== MATERIALS PROVIDED ==

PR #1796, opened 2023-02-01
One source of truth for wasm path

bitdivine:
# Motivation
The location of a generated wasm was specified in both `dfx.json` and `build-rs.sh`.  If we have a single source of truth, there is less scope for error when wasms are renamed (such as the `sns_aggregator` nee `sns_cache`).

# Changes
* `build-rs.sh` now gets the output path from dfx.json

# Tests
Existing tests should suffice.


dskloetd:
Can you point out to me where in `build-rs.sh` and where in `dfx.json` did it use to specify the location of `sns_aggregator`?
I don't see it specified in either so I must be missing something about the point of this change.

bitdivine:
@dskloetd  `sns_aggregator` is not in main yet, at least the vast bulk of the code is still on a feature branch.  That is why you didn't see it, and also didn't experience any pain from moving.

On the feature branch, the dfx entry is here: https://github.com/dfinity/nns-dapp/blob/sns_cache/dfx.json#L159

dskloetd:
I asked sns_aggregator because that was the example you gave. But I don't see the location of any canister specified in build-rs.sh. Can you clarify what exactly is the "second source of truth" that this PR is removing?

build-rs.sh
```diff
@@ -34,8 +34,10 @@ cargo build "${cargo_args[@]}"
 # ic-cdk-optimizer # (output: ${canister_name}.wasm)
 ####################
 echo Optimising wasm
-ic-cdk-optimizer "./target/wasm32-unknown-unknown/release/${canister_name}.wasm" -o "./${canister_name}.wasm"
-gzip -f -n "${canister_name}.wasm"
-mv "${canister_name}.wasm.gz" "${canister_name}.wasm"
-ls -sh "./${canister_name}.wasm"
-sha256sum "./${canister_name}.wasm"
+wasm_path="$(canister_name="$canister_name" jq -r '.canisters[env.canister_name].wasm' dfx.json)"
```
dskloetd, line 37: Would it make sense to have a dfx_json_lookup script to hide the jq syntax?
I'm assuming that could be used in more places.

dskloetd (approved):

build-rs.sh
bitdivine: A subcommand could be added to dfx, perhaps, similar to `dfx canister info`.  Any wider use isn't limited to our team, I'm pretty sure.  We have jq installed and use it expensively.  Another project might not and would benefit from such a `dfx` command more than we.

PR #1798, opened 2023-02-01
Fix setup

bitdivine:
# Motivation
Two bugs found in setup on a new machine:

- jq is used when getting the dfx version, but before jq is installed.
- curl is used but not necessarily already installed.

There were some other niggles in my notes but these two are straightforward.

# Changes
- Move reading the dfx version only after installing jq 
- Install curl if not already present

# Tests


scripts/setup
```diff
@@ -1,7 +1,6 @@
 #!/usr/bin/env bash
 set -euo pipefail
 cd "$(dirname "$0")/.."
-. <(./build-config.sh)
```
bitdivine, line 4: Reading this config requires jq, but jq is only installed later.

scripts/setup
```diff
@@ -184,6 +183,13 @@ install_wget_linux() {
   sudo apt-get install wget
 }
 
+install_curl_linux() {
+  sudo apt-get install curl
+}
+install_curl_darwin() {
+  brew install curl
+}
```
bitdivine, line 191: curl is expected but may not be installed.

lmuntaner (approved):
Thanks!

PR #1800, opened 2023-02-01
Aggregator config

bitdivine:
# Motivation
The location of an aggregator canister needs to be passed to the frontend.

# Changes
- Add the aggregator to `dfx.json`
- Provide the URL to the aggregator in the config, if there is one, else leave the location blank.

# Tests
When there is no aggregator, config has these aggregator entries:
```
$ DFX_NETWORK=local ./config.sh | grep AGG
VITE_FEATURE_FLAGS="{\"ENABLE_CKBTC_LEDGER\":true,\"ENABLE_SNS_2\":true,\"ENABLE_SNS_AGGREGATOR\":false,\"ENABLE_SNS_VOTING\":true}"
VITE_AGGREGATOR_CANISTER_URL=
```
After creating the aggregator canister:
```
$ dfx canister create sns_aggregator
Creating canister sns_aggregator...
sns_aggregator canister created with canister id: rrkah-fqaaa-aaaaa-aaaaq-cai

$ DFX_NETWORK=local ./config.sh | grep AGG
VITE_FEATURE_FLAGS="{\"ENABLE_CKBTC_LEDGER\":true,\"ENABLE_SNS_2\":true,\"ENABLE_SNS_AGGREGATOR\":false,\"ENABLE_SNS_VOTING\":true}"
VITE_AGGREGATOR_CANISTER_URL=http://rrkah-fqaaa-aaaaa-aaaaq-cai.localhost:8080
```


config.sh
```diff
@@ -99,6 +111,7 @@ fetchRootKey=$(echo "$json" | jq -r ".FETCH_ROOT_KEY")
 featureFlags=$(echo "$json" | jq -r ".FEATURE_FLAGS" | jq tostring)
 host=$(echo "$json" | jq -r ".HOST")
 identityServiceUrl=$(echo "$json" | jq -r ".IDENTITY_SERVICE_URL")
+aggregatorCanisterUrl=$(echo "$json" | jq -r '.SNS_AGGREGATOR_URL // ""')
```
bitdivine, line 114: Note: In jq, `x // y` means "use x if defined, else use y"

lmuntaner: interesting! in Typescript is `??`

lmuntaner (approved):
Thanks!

===
== MATERIALS PROVIDED ==

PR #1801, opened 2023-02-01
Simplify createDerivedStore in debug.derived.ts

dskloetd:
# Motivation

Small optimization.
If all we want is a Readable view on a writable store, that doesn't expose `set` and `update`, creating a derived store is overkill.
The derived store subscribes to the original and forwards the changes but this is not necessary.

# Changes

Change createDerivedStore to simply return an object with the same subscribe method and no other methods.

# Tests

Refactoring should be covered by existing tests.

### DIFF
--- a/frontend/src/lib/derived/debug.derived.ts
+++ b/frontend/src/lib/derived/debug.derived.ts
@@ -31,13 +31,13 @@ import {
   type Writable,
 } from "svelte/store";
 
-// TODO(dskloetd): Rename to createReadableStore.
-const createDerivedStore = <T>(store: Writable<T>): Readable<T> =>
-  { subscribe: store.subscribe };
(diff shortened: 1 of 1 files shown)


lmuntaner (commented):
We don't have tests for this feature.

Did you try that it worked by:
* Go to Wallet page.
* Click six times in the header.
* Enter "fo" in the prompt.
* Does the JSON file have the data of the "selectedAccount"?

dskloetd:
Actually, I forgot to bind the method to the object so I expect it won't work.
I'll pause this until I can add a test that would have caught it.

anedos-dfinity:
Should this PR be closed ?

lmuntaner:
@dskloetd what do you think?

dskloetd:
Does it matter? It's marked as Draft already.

===

**PROBLEM STATEMENT:**
Please copy all lines of the listing in which the string "installed" occurs.

**TASK OUTPUT:**
bitdivine: A subcommand could be added to dfx, perhaps, similar to `dfx canister info`.  Any wider use isn't limited to our team, I'm pretty sure.  We have jq installed and use it expensively.  Another project might not and would benefit from such a `dfx` command more than we.
- jq is used when getting the dfx version, but before jq is installed.
- curl is used but not necessarily already installed.
bitdivine, line 4: Reading this config requires jq, but jq is only installed later.
bitdivine, line 191: curl is expected but may not be installed.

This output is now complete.